Showing posts with label unpaid work. Show all posts
Showing posts with label unpaid work. Show all posts

Saturday, April 14, 2012

Eleven ways of looking at Ann Romney



I’m not going to write a huge amount (UPDATE: I'm going to write more than 1,200 words, so actually that's quite a lot) about Ann Romneygate, because every publication on earth has already covered it with not one but multiple stories apiece. I’ve currently got five on my screen in tabs. I’m already way oversaturated myself with what is essentially a minor kerfuffle, and not particularly eager to add to the glut.

Still, this kerfuffle does center around one of my main issues: how caregiving work is categorized. I’d feel remiss not to address it at all. And I have thoughts about both sides, albeit somewhat contradictory ones.
 
1.)    I call it Ann Romneygate because Ann Romney, in this metaphor, is the hotel where the break-in occurred, not the G. Gordon Liddy of the episode. Liddy, the original Watergate scandal's villainous protagonist, would in this case be Hilary Rosen, a political professional who remarked that Ann Romney had "never worked a day in her life." Just as the Watergate break-in could theoretically have occurred in any hotel (though thankfully it didn’t, because “gate” is much catchier suffix for subsequent scandals than “Holiday Inn Express”), this isn’t really about Ann Romney per se.

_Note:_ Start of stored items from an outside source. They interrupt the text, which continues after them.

PR #12202, opened 2016-03-08
Fix paid containers logo size

regiskuckaertz:
Logos in commercial containers are currently capped at 140x90px. Since most of them are horizontal, the `max-width` triggers first and results in logos that are unreadable.

picture 1

It turns out that the width limit makes no sense, at least in this instance—there's plenty of room. The problem is vertical space, because the logo will ultimately create a huge negative space below container items that is likely to draw attention away from the content.

As a first step to a better solution, we'll cap the height at 60px. Next is getting all people involved in setting up these components to ask brands for a horizontal version of their logo.


uplne:
:+1: 

giphy

PR #12640, opened 2016-04-21
Aim to limit football competition agents to polling the current season only

JustinPinner:
I opened this PR mainly to run tests (lots of unrelated tests failed locally), and to put the idea out there.
## What does this change?

We currently poll PA for football season data going way back (to the 1880s in some cases). There's probably not much point in polling for updates to data beyond the current season, so this PR attempts to limit the date range it considers.

We'll reduce the number of calls to PA for old data.

No.
## Request for comment

@TBonnin

### DIFF
--- a/sport/app/football/feed/Competitions.scala
+++ b/sport/app/football/feed/Competitions.scala
@@ -97,6 +97,14 @@ trait Competitions extends LiveMatches with Logging with implicits.Collections w
     DateTimeComparator.getInstance.asInstanceOf[Comparator[DateTime]]
   )
 
+  private def mostRecentCompetitionSeasons(competitions: List[Season], numToTake: Int): List[Season] = {
+    competitionDefinitions.flatMap{ compDef =>
+      competitions.filter(_.competitionId == compDef.id)
+        .sortBy(_.startDate.toDateTimeAtStartOfDay.getMillis).reverse
+        .take(numToTake)
+    }
+  }
+
   val competitionDefinitions = Seq(
     Competition("500", "/football/championsleague", "Champions League", "Champions League", "European", tableDividers = List(2, 6, 21)),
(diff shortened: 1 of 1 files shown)


sport/app/football/feed/Competitions.scala
```diff
@@ -136,15 +144,23 @@ trait Competitions extends LiveMatches with Logging with implicits.Collections w
...
   def refreshCompetitionData() = {
     log.info("Refreshing competition data")
-    FootballClient.competitions.map(_.flatMap { season =>
-      competitionAgents.find(_.competition.id == season.id).map { agent =>
-        val newCompetition = agent.competition.startDate match {
-          case Some(existingStartDate) if season.startDate.isAfter(existingStartDate.toDateTimeAtStartOfDay) => agent.update(agent.competition.copy(startDate = Some(season.startDate)))
-          case None => agent.update(agent.competition.copy(startDate = Some(season.startDate)))
-          case _ =>
+    FootballClient.competitions.map { allComps =>
+      mostRecentCompetitionSeasons(allComps, numToTake = 1).map { season =>
```
TBonnin: why not assign a default value to the numToTake param in the function def, so you don't need to specify it here (and anyway it would be 1 most of the time)

johnduffell:
looks great!

sport/app/football/feed/Competitions.scala
johnduffell: or even just make it `mostRecentCompetitionSeason` and hard code it to call `headOption` instead of `take(num)` on the basis that if someone needs more later they can edit the code

TBonnin:
other than the comment. lgtm.
Thanks Justin

johnduffell:
🚤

It’s about rich ladies who can afford to stay home with their children without worrying in the least about the financial consequences (even, most likely, long term, in the case of divorce or widowhood), and who have the resources to hire out any or all child-care tasks, as they choose.

 2.)    There’s no question that Hilary Rosen’s comment was inaccurate. Of course Ann Romney has worked a day in her life. Many days. Call me naive, but I'll bet that nobody on earth, no matter how privileged or protected, reaches age 63 (as of Ann Romney's birthday on Monday) without doing any work whatsoever, not just single but, cumulatively, multiple days’ worth. Let alone a mother of five. Even if it’s just interviewing potential servants. So Rosen was wrong, not to mention impolitic. Hey political professionals, rather than having to pick apart every sentence before you utter it—and, when you fail to perform this task successfully, having your offhand remarks become three-news-cycle blunders and targets of national ridicule—wouldn’t it be easier just to stop making rude remarks? Yes, even about people with whom you disagree politically?
 
3.)    Sure, I’d like to have caregiving work recognized as, you know, work. So when someone dismissively calls it “not work,” I am obliged to be miffed. People are constantly confusing “doing work that doesn’t bring a paycheck” with “not doing work,” and I’ll take any opportunity to point out that child care does, indeed, entail actual work. Not the hardest work in the world, I'm the first to admit, probably not even as hard most days as being president or running a company, but work nonetheless. You’d think any parent could attest to this. Still, the myth endures.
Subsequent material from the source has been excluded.